Brought to you by NumFOCUS Foundation and O’Reilly Media
The official Jupyter Conference
Aug 21-22, 2018: Training
Aug 22-24, 2018: Tutorials & Conference
New York, NY

GoAi and PyGDF: GPU-accelerated data science with Jupyter notebooks

Joshua Patterson (NVIDIA), Keith Kraus (NVIDIA), Leo Meyerovich (Graphistry)
5:00pm–5:40pm Friday, August 24, 2018

Who is this presentation for?

  • Developers, data scientists, and architects

Prerequisite knowledge

  • A working knowledge of Python, the Jupyter Notebook, and data science concepts and practices
  • Familiarity with machine learning (useful but not required)

What you'll learn

  • Explore the GPU Open Analytics Initiative (GoAi)
  • Learn how to build Jupyter notebooks with GPU-accelerated data processing and visualizations

Description

An open data science ecosystem is important for advancing computing and collaboration among data scientists and developers. On one side, the GPU Open Analytics Initiative (GoAi) is bringing transparent GPU acceleration to everyday tasks for analysts and making GPU-accelerated Python a first-class citizen for developers with libraries such as the Python GPU DataFrame (PyGDF). At the same time, the prototyping, collaboration, and documentation ability of the Jupyter Notebook and JupyterLab have made Project Jupyter the go-to platform for data science and development.
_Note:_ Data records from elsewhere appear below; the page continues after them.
PR #904, opened 2019-09-11
projectorganizer : add shortcut to focus sidebar project tab

AlicVB:
So one can easily switch between tabs with keyboard.

This is my first contribution here, I hope I've done everything correctly...
Thanks

### DIFF
--- a/projectorganizer/src/prjorg-menu.c
+++ b/projectorganizer/src/prjorg-menu.c
@@ -42,6 +42,7 @@ enum
 	KB_FIND_IN_PROJECT,
 	KB_FIND_FILE,
 	KB_FIND_TAG,
+	KB_FOCUS_TAB,
 	KB_COUNT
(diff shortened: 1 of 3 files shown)


techee:
@AlicVB Isn't Geany's "Focus->Switch to Sidebar" keybinding enough for this purpose?

AlicVB:
well, not really as there's many tabs in sidebar.
I mainly use this new shortcut to switch between sidebar tabs with keyboard... (essentially between symbols and project tabs in my case)

techee:
OK, should be addressed by #920

techee:
Meh, just now I noticed this wasn't a bug report but actually a pull request - could have saved me some work. In my patch I just avoided assigning tab number which is probably better because the number can get wrong when some plugins add/remove new tabs to/from the sidebar.

PR #907, opened 2019-09-22
Delete danish translation

scootergrisen:
Since it contain almost no translated strings.


b4n:
It contains all the useful translations for the *shiftcolumn* plugin, so even though that's only 3 strings, it seems partly useful (not like if only 3 of all strings in Geany itself were translated).
Is this file problematic for any reason I'm not aware of?  Yes, it'd need some work from Danish translators to be more widely useful, but I don't see it as harmful and it provides a better experience for Danish users of the *shiftcolumn* plugin, which seems worth it to me, so long as it's correct (but it looks reasonable from where I stand -- e.g. not speaking a word of Danish).

scootergrisen:
I would say the only 3 translated strings are incorrect with large letter K, V, H in Kolonne, Venstre, Højre which should be small.

    msgstr "Flyt Kolonne"
    msgstr "Flyt til Venstre"
    msgstr "Flyt til Højre"

And a lot of fuzzy with "Flyt det valgte til højre/venstre" which is not correct so the translation would properly spend more time translation those then starting from a empty pot file because the translator have to delete the text first.

I just think not the da.po better indicate the status. That there is no danish translation.
Rather then there is a danish translation with 3 incorrect translated strings.

frlan:
@scootergrisen  Instead of deleting could you maybe start a better one? ;) But of course low level of translated strings with a high failure count does not help

PR #289, opened 2020-03-05
POS Items View - Initial Draft

erdemyerebasmaz:
This PR addresses [POS-20](https://breeztech.atlassian.net/browse/POS-20).

 - Switch between keypad and items view with the help of single button
 - Show every item on items view
 - Add a floating action button to create new items
 - Slide left to show delete button
   - Deleting does not reset amount added to total charge for that item, no certain way to know at the moment
 - Each items price should be displayed in the currency it’s created in
 - Clicking an item should convert it's price to current currency and add it to the total charge amount

PR #290, opened 2020-03-06
POS Items View - UI Fixes

erdemyerebasmaz:
This PR follows up on #289 and addresses the feedbacks given in  [POS-48](https://breeztech.atlassian.net/browse/POS-48)
## UI Changes

**Dashboard:**

- Remove the 'Add Note' (till the minimize task)
- Move the switcher button under the Charge button and add captions 'Keypad | Items'. Take the entire row, align to center. Make it behave like two buttons (only click on the inactive view switches view).

**Catalog View:**
- “No items to display. Add items to this view using the '+' button.”
- Remove the current amount (right to the switcher) in catalog view
- Use a regular icon for an item (as a reference)

**Slidable:**
- No need for the ‘Delete’ caption, icon is enough
- Background color of the slide should be the same as a button color. Foreground color should be white.

**Create Item Page:**
- Change the fields to ‘Item Name’/'Item Price' and currency should look like currency field in ‘Redeem Voucher’. 
- The Add Item form should look like  ‘Redeem Voucher’ in terms of style. The padding, fonts look much better in the redeem form. 

## UI Fixes:
- No visible separator in dark mode in keypad-items switcher. 
- Change ‘Create Item’ to ‘Add Item’
- Remove the flushbar when deleting an item.
- Items price should be displayed w/o trailing zeros
- Use only currency symbols in catalog
- Add more padding between the items
- Change 'sats' back to 'SAT'
- Make the switch buttons easier to click
- Change alignment of charge button and viewswitch
#

 - _Add 'Item SKU' optional field to the Add Item form._ Part of another PR

### DIFF
--- a/lib/routes/charge/items/catalog_item.dart
+++ b/lib/routes/charge/items/catalog_item.dart
@@ -25,7 +25,7 @@ class CatalogItem extends StatelessWidget {
   @override
   Widget build(BuildContext context) {
     return Padding(
-      padding: const EdgeInsets.all(8.0),
+      padding: const EdgeInsets.fromLTRB(0, 8, 8, 8),
       child: Stack(alignment: Alignment.bottomCenter, children: <Widget>[
         Slidable(
           actionPane: SlidableDrawerActionPane(),
--- a/lib/routes/charge/items/catalog_item.dart
+++ b/lib/routes/charge/items/catalog_item.dart
@@ -36,8 +36,7 @@ class CatalogItem extends StatelessWidget {
             onTap: () {
               DeleteItem deleteItem = DeleteItem(_itemInfo.id);
               posCatalogBloc.actionsSink.add(deleteItem);
-              deleteItem.future.then((_) {},
-                  onError: (err) => showFlushbar(context,
+              deleteItem.future.catchError((err) => showFlushbar(context,
                       message: "Failed to delete ${_itemInfo.name}"));
             },
           ),
--- a/lib/routes/charge/items/catalog_item.dart
+++ b/lib/routes/charge/items/catalog_item.dart
@@ -24,26 +24,27 @@ class CatalogItem extends StatelessWidget {
 
   @override
   Widget build(BuildContext context) {
-    return Padding(
-      padding: const EdgeInsets.fromLTRB(0, 8, 8, 8),
-      child: Stack(alignment: Alignment.bottomCenter, children: <Widget>[
-        Slidable(
-          actionPane: SlidableDrawerActionPane(),
-          actionExtentRatio: 0.25,
-          secondaryActions: <Widget>[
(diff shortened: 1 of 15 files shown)


lib/routes/charge/items/catalog_item.dart
```diff
@@ -36,9 +36,7 @@ class CatalogItem extends StatelessWidget {
             onTap: () {
               DeleteItem deleteItem = DeleteItem(_itemInfo.id);
               posCatalogBloc.actionsSink.add(deleteItem);
-              deleteItem.future.then(
-                  (_) => showFlushbar(context,
-                      message: "${_itemInfo.name} is successfully deleted"),
+              deleteItem.future.then((_) {},
```
roeierez: Instead can use catchError directly:

`deleteItem.future.catchError( (err){})`

lib/routes/charge/items/create_item.dart
```diff
@@ -160,7 +160,7 @@ class CreateItemPageState extends State<CreateItemPage> {
                                                 return DropdownMenuItem<String>(
                                                   value: value.symbol,
                                                   child: Text(
-                                                    value.displayName,
+                                                    value.symbol.toUpperCase(),
```
roeierez: Maybe instead of `toUpperCase()` we should define the symbol as SAT ?

erdemyerebasmaz: This was causibg issues recognizing older data created with "Sat".
We can do as you say, if we are sure no-one has used this feature yet or we can add code to handle that older data set.

erdemyerebasmaz: This was causing issues recognizing older data created with "Sat".
We can do as you say, if we are sure no-one has used this feature yet or we can add code to handle that older data set.

lib/routes/charge/items/catalog_item.dart
erdemyerebasmaz: [Done](https://github.com/breez/breezmobile/pull/290/commits/f19da1be4e7935fab1fe488c3ff5dcae3d62b38f)

lib/routes/charge/items/create_item.dart
erdemyerebasmaz: Suggestion:
image

roeierez: I think the suggestion is reasonable. 
Maybe even consider:
`c.symbol.topUpperCase() == symbol.toUpperCase()`
To be on the safe side.

erdemyerebasmaz: [Done](https://github.com/breez/breezmobile/pull/290/commits/7d1fed83dfdf843dd890f7aac4483f8601bf5cf5)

Joshua Patterson, Leo Meyerovich, and Keith Kraus demonstrate how to use PyGDF and other GoAi technologies to easily analyze and interactively visualize large datasets from standard Jupyter notebooks. They offer an overview of GoAi, explain why data scientists and developers are joining together around it, and detail how to leverage it today from your existing notebooks and codebases. Along the way, you’ll learn how open standards such as Apache Arrow are enabling clean integrations and interoperability between data science and GPU tools, including a look into how Graphistry brought end-to-end GPU acceleration of visual graph analytics to Jupyter workflows and how the same pattern is repeating throughout the data processing and visualization community. The result is analysts and developers can focus on solving problems rather than worrying about gluing different libraries and technologies together. They conclude by sharing future plans for GPU data science and new ways you can contribute to improving data science as a whole.

Photo of Joshua Patterson

Joshua Patterson

NVIDIA

Joshua Patterson is the Director of AI Infrastructure at NVIDIA, leading development of RAPIDS. Previously, Josh worked with leading experts across the public and private sectors and academia to build a next-generation cyberdefense platform. He was also a White House Presidential Innovation Fellow. His current passions are graph analytics, machine learning, and GPU data acceleration. Josh also loves storytelling with data and creating interactive data visualizations. He holds a BA in economics from the University of North Carolina at Chapel Hill and an MA in economics from the University of South Carolina’s Moore School of Business.

Photo of Keith Kraus

Keith Kraus

NVIDIA

Keith Kraus is a Washington, DC-based senior engineer on the AI infrastructure team at NVIDIA, where he builds GPU-accelerated solutions around data engineering, analytics, and visualization. Previously, Keith did extensive data engineering, systems engineering, and data visualization work in the cybersecurity domain, focused on building a GPU-accelerated big data solution for advanced threat detection and cyberthreat-hunting capabilities. Keith holds a BEng in computer engineering and an MEng in networked information systems from Stevens Institute of Technology.

Photo of Leo Meyerovich

Leo Meyerovich

Graphistry

Leo Meyerovich cofounded Graphistry, Inc. to help enterprise and federal teams easily scale visual investigations of their event and graph data. Graphistry’s original approach of connecting GPUs in browsers to GPUs in datacenters builds upon the founding team’s work at UC Berkeley on the first parallel web browser and the Superconductor language. Leo is most cited for his work in language-based security and policy verification. His earlier research received awards for the first reactive web language Flapjax, parallelizing the web browser, and the sociological foundations of programming languages.